My empty bed. My security blanket. And all the songs I loved so well…
Memories.
Came flushing back.
All the longing, dreams unrealized and interrupted relationships (relatives, neighbors and friends – inc. one x-girl friend).
I left behind more than just that empty bed.
My whole youth. My identity. My other self.
Years later, when I myself drove by the house (now occupied by who knows who), it wasn’t the same feeling as when we left it (see Fleeing).
From the look of it, it felt different.
I felt different.
One can never go home again.
We took “home” with us on that fateful trip.
At least, the essential parts i.e. papers, documents and pictures.

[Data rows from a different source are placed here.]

PR #1656, opened 2024-12-03
renderer_vulkan: Parse fetch shader per-pipeline

squidbus:
Fetch shader used by a vertex shader may change, so instead of parsing its data out to `Shader::Info` where it remains constant for all permutations, save just the fetch shader sharp location, and load it again for each permutation generated.

Along with this, some other pieces of `Shader::Info` data that save a fixed format were instead changed to load format data from the underlying sharps.

This fixes validation errors in games like CUSA26789 which were also crashes on some drivers like MoltenVK. This may also improve graphics in some games where the missing change in fetch shader had a larger impact.


squidbus:
Considering this complete now minus review.

src/video_core/renderer_vulkan/vk_rasterizer.cpp
```diff
@@ -187,13 +187,23 @@ void Rasterizer::Draw(bool is_indexed, u32 index_offset) {
...
-    buffer_cache.BindVertexBuffers(vs_info);
+    const auto& fetch_shader = pipeline->GetFetchShader();
+    buffer_cache.BindVertexBuffers(vs_info, fetch_shader);
     const u32 num_indices = buffer_cache.BindIndexBuffer(is_indexed, index_offset);
 
     BeginRendering(*pipeline, state);
     UpdateDynamicState(*pipeline);
 
-    const auto [vertex_offset, instance_offset] = vs_info.GetDrawOffsets(regs);
+    u32 vertex_offset = regs.index_offset;
```
raphaelthegreat: Can this be made into a function member of fetch_shader but receive a std::span of user data, probably a bit cleaner

squidbus: Done.

raphaelthegreat: Passing both regs and info makes fetch_shader.h need to include info header which is quite heavy, thats why I proposed it should receive a std::span + an integer of index_offset

raphaelthegreat: But not too big of a deal however

raphaelthegreat: Oh I see you need to already include it for ReadUdReg, so yeah its fine

squidbus: It already includes info to be able to have a `GetSharp` function

PR #1661, opened 2024-12-04
renderer_vulkan: Add support for indexed QuadList draw.

squidbus:
Currently in the case of an indexed QuadList draw, the support code just ignores the index buffer and creates a new one with default vertex order. Instead, convert the existing index buffer to the new vertex order. Needed to move the index buffer generation/conversion to header functions to simplify templating.

Fixes vertex explosions from some effects in CUSA17416 - Persona 5 Royal, for example the pink splashes when walking.

### DIFF
--- a/src/video_core/buffer_cache/buffer_cache.cpp
+++ b/src/video_core/buffer_cache/buffer_cache.cpp
@@ -236,7 +236,7 @@ bool BufferCache::BindVertexBuffers(const Shader::Info& vs_info) {
 u32 BufferCache::BindIndexBuffer(bool& is_indexed, u32 index_offset) {
     // Emulate QuadList primitive type with CPU made index buffer.
     const auto& regs = liverpool->regs;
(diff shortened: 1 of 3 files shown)


squidbus:
Seems to fix some visual effects in other GFD Engine games as well.

rafael-57:
image

Sadly this doesn't address vertex explosions in BB :P

Crispy81:
Screenshot 2024-12-04 210559

Or on Persona 5 menu. Everything else looks fine. May not even be related to this.

squidbus:
> Or on Persona 5 menu. Everything else looks fine. May not even be related to this.

Did this happen before this PR?

Crispy81:
Yes, it did. I tested this about a week ago and noticed it. And just tested again with this PR.

squidbus:
Okay, I know Royal also still has some other visual issues so its probably something else.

Had we got “cloud” back then, we could have uploaded everything, and while at it unloaded our burden.
The burden of those who fled for a new life. A new beginning and a new start.
Like an FBI witness protection program for informants: new ID, new re-location and new job.
I was no longer a student at that pre-med program. I answered not to my father for a decade.
New-found independence. New life of my own, all on my own and by myself.
Fresh snow and sudden start. Could have chosen to get high.
Could have gone down that slippery road.
Or learning the rope and learning the language (lingo).
The body language and the lab language (of TV production).
Acronyms in an Agronomy TV studio.
How was I viewed? Just blend in. For survival sakes.
For success.
To gain back what was lost.
In an up-hill battle to re-assemble the pieces.
Until the man I become no longer resembles the man I was.
Sleeping in beds not of my own, from dorm room to motel room, from apartment housing to rental housing.
20th-century nomad. Displacement and dislocated.
A man of sorrow but not of regrets, making all the mistakes but not being one.
All the movement, all started that morning, out of that unmade bed.
The bed that was left untouched “just the way it had always looked”, as my nephew put it.
I can see myself sleeping in it, that very night, hadn’t we decided to leave, or, failed while fleeing, then returned.
Things would have been the same as it was,..day after day…minimum subsistence, minimum interaction.
No fuss, no glory.
Just is stoically as opposed to “making it happen” as American like to put it.
There are no right or wrong answers. “Just the way it is”, as Cronkite used to end his broadcast.
I am sure I laid my pajamas somewhere upstairs. And it would still be there, unworn and just like the bed un- used, waiting, had I returned that night. To once again, sleep in that very bed, upstairs, of a place I used to call home.